If it were recognized that hosting the Games would bring – how many? – 10,000 perhaps 20,000 paid placements for local youth, albeit mainly short-term, who knows, you might start to chip away at those No majorities in recent Olympic referenda.

I do believe that the IOC senses there is an issue here and is trying to address it.

Ibrahim Al-Hussein carries the Olympic torch at the Eleonas refugee camp, Athens. Al-Hussein, a Syrian refugee, represented the Independent Paralympic Athletes Team at the 2016 Summer Paralympics and resides in Greece. Photo: Anadolu Agency

This would explain the initiatives we have seen over the years on sustainability, non-discrimination, the Olympic truce, refugees and others.

The problem is that while every one of these is worthwhile in its own terms, besides setting a good example, they have limited impact in the real world; this is, after all, a sporting movement we are dealing with, not a Government.
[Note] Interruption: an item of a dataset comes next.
PR #2582, opened 2026-08-19
docs(cohort-4): spec the ContentFile scoped-pull trigger contract

blarghmatey:

MIT Learn ETL → OL Data Platform migration, Cohort 4: https://github.com/mitodl/hq/issues/11513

If every athlete who mounts an Olympic or Paralympic podium in Pyeongchang were to bear the slogan, “Stop killing and displacing children”, that might have a real impact.

But, of course, that would be a political gesture and might well have the counterproductive side-effect of causing the Movement to unravel.

One has to be realistic, I can accept that; but equally if a gesture has no discernible effect on the issue it is directed at, it can all too easily appear self-serving, even when it isn’t.

I do not have an easy answer for reinvigorating this connection which seems to be continuing to wither; but I do think the Movement needs to devote attention to it.

Half a century ago, it was as if a cross-section of what was best in society took time out every four years to put on the Games.

Little by little, the Olympics seems to have transmogrified into a parallel universe almost independent of the real world that most of us inhabit.

It needs somehow to achieve a measure of reintegration.